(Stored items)
PR #2759, opened 2018-01-31
Fix a warning message of keyword  'Take Screenshot' when using wxPython 4

Teddy12090:
Use :class:`wx.Bitmap` instead of `wx.EmptyBitmap` due to a warning message below in execution:

wxPyDeprecationWarning: Call to deprecated item EmptyBitmap. Use :class:`wx.Bitmap` instead
  bitmap = wx.EmptyBitmap(width, height, -1)

The version of wxPython 4.0.0b2 (the latest one).

### DIFF
--- a/src/robot/libraries/Screenshot.py
+++ b/src/robot/libraries/Screenshot.py
@@ -346,7 +346,10 @@ class ScreenshotTaker(object):
             self._wx_app_reference = wx.App(False)
         context = wx.ScreenDC()
         width, height = context.GetSize()
-        bitmap = wx.Bitmap(width, height, -1)
+        if wx.__version__ >= '4':
+            bitmap = wx.Bitmap(width, height, -1)
+        else:
+            bitmap = wx.EmptyBitmap(width, height, -1)
         memory = wx.MemoryDC()
         memory.SelectObject(bitmap)
         memory.Blit(0, 0, width, height, context, -1, -1)
--- a/src/robot/libraries/Screenshot.py
+++ b/src/robot/libraries/Screenshot.py
@@ -346,7 +346,7 @@ class ScreenshotTaker(object):
             self._wx_app_reference = wx.App(False)
         context = wx.ScreenDC()
         width, height = context.GetSize()
-        bitmap = wx.EmptyBitmap(width, height, -1)
+        bitmap = wx.Bitmap(width, height, -1)
         memory = wx.MemoryDC()
         memory.SelectObject(bitmap)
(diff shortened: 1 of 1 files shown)


HelioGuilherme66:
@Teddy12090 This is the wrong project. You are probably using RIDE from my [fork](https://github.com/HelioGuilherme66/RIDE). Please do the PR to my branch `wxPhoenix`.

pekkaklarck:
No, this is the right project. The fix is for the Screenshot library that uses wxPython as one of its backends.

Have you @Teddy12090 tested does the changed code also work with older wxPython versions?

pekkaklarck:
According to the [wxPython 2.8 docs](http://xoomer.virgilio.it/infinity77/wxPython/Widgets/wx.Bitmap.html#__init__), the old `wx.Bitmap` is not compatible. Testing on the console reveals the same:

```
$ python
Python 2.7.6 (default, Nov 23 2017, 15:49:48) 
[GCC 4.8.4] on linux2
Type "help", "copyright", "credits" or "license" for more information.
>>> import wx
>>> wx.Bitmap(100, 100, -1)
  File "/usr/lib/python2.7/dist-packages/wx-2.8-gtk2-unicode/wx/_gdi.py", line 552, in __init__
    _gdi_.Bitmap_swiginit(self,_gdi_.new_Bitmap(*args, **kwargs))
TypeError: new_Bitmap() takes at most 2 arguments (3 given)
>>> wx.__version__
'2.8.12.1'
```

An easy solution is using `wx.BitMap` if `wx.__version__ >= '4'` and using `wx.EmptyBitmap` otherwise. Can you @Teddy12090 update the PR? Could you please also submit an issue about this so that we get it listed in the release notes automatically.

Teddy12090:
@pekkaklarck I have updated the PR and submitted an issue.

pekkaklarck:
Great! The PR looks good. I want to test it locally as well, though, and don't have time for that now. Due to my forthcoming holiday merging may take a while but I'll add the issue to 3.0.3 scope so it won't be forgotten.

HelioGuilherme66:
Sorry about my comment.
@pekkaklarck Does it use wx exclusively? Or Tcl/Tk if available?
Thanks.

pekkaklarck:
There are various backends but I don't think Tk is supported. Not sure can it even take screenshots. See the library documentation (or source code) for more details.

pekkaklarck:
Finally merged. Thanks @Teddy12090 for the PR!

• [What is required] Full repetition needed. Write out every entry above exactly as given.

• [Answer section]
PR #2759, opened 2018-01-31
Fix a warning message of keyword  'Take Screenshot' when using wxPython 4

Teddy12090:
Use :class:`wx.Bitmap` instead of `wx.EmptyBitmap` due to a warning message below in execution:

wxPyDeprecationWarning: Call to deprecated item EmptyBitmap. Use :class:`wx.Bitmap` instead
  bitmap = wx.EmptyBitmap(width, height, -1)

The version of wxPython 4.0.0b2 (the latest one).

### DIFF
--- a/src/robot/libraries/Screenshot.py
+++ b/src/robot/libraries/Screenshot.py
@@ -346,7 +346,10 @@ class ScreenshotTaker(object):
             self._wx_app_reference = wx.App(False)
         context = wx.ScreenDC()
         width, height = context.GetSize()
-        bitmap = wx.Bitmap(width, height, -1)
+        if wx.__version__ >= '4':
+            bitmap = wx.Bitmap(width, height, -1)
+        else:
+            bitmap = wx.EmptyBitmap(width, height, -1)
         memory = wx.MemoryDC()
         memory.SelectObject(bitmap)
         memory.Blit(0, 0, width, height, context, -1, -1)
--- a/src/robot/libraries/Screenshot.py
+++ b/src/robot/libraries/Screenshot.py
@@ -346,7 +346,7 @@ class ScreenshotTaker(object):
             self._wx_app_reference = wx.App(False)
         context = wx.ScreenDC()
         width, height = context.GetSize()
-        bitmap = wx.EmptyBitmap(width, height, -1)
+        bitmap = wx.Bitmap(width, height, -1)
         memory = wx.MemoryDC()
         memory.SelectObject(bitmap)
(diff shortened: 1 of 1 files shown)


HelioGuilherme66:
@Teddy12090 This is the wrong project. You are probably using RIDE from my [fork](https://github.com/HelioGuilherme66/RIDE). Please do the PR to my branch `wxPhoenix`.

pekkaklarck:
No, this is the right project. The fix is for the Screenshot library that uses wxPython as one of its backends.

Have you @Teddy12090 tested does the changed code also work with older wxPython versions?

pekkaklarck:
According to the [wxPython 2.8 docs](http://xoomer.virgilio.it/infinity77/wxPython/Widgets/wx.Bitmap.html#__init__), the old `wx.Bitmap` is not compatible. Testing on the console reveals the same:

```
$ python
Python 2.7.6 (default, Nov 23 2017, 15:49:48) 
[GCC 4.8.4] on linux2
Type "help", "copyright", "credits" or "license" for more information.
>>> import wx
>>> wx.Bitmap(100, 100, -1)
  File "/usr/lib/python2.7/dist-packages/wx-2.8-gtk2-unicode/wx/_gdi.py", line 552, in __init__
    _gdi_.Bitmap_swiginit(self,_gdi_.new_Bitmap(*args, **kwargs))
TypeError: new_Bitmap() takes at most 2 arguments (3 given)
>>> wx.__version__
'2.8.12.1'
```

An easy solution is using `wx.BitMap` if `wx.__version__ >= '4'` and using `wx.EmptyBitmap` otherwise. Can you @Teddy12090 update the PR? Could you please also submit an issue about this so that we get it listed in the release notes automatically.

Teddy12090:
@pekkaklarck I have updated the PR and submitted an issue.

pekkaklarck:
Great! The PR looks good. I want to test it locally as well, though, and don't have time for that now. Due to my forthcoming holiday merging may take a while but I'll add the issue to 3.0.3 scope so it won't be forgotten.

HelioGuilherme66:
Sorry about my comment.
@pekkaklarck Does it use wx exclusively? Or Tcl/Tk if available?
Thanks.

pekkaklarck:
There are various backends but I don't think Tk is supported. Not sure can it even take screenshots. See the library documentation (or source code) for more details.

pekkaklarck:
Finally merged. Thanks @Teddy12090 for the PR!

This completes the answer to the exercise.